● **What the task asks**
Repeat each entry below exactly as it stands.

● **Input for this task**
- Opening Delimiter -
PR #1302, opened 2022-04-08
[dhctl] chore: print kube client errors

shvgn:
## Description

Handle errors better for kube client.

Based on #1297

For now, the error of the listing of deckhouse pod is muted. It makes debugging dhctl converge harder

## Changelog entries

```changes
section: dhctl
type: chore
summary: Make error handling more explicit
impact_level: low
```

### DIFF
--- a/dhctl/pkg/kubernetes/actions/deckhouse/log.go
+++ b/dhctl/pkg/kubernetes/actions/deckhouse/log.go
@@ -33,10 +33,12 @@ import (
 )
 
 var (
-	ErrListPods      = errors.New("No Deckhouse pod found.")
-	ErrTimedOut      = errors.New("Time is out waiting for Deckhouse readiness.")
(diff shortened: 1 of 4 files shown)


nabokihms:
If you want to see Kubernetes errors, now it is possibly by exposing the DHCTL_DEBUG env variable. The idea was to hide them by default.

shvgn:
Blocked by https://github.com/deckhouse/deckhouse/pull/1297

dhctl/pkg/kubernetes/actions/deckhouse/log.go
```diff
@@ -33,10 +33,12 @@ import (
 )
 
 var (
-	ErrListPods      = errors.New("No Deckhouse pod found.")
```
name212, line 36: We use upper letter because these errors output to log "as is" and they will look ugly for client.

Please revert it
- Closing Delimiter -
● **Expected answer**
PR #1302, opened 2022-04-08
[dhctl] chore: print kube client errors

shvgn:
## Description

Handle errors better for kube client.

Based on #1297

For now, the error of the listing of deckhouse pod is muted. It makes debugging dhctl converge harder

## Changelog entries

```changes
section: dhctl
type: chore
summary: Make error handling more explicit
impact_level: low
```

### DIFF
--- a/dhctl/pkg/kubernetes/actions/deckhouse/log.go
+++ b/dhctl/pkg/kubernetes/actions/deckhouse/log.go
@@ -33,10 +33,12 @@ import (
 )
 
 var (
-	ErrListPods      = errors.New("No Deckhouse pod found.")
-	ErrTimedOut      = errors.New("Time is out waiting for Deckhouse readiness.")
(diff shortened: 1 of 4 files shown)


nabokihms:
If you want to see Kubernetes errors, now it is possibly by exposing the DHCTL_DEBUG env variable. The idea was to hide them by default.

shvgn:
Blocked by https://github.com/deckhouse/deckhouse/pull/1297

dhctl/pkg/kubernetes/actions/deckhouse/log.go
```diff
@@ -33,10 +33,12 @@ import (
 )
 
 var (
-	ErrListPods      = errors.New("No Deckhouse pod found.")
```
name212, line 36: We use upper letter because these errors output to log "as is" and they will look ugly for client.

Please revert it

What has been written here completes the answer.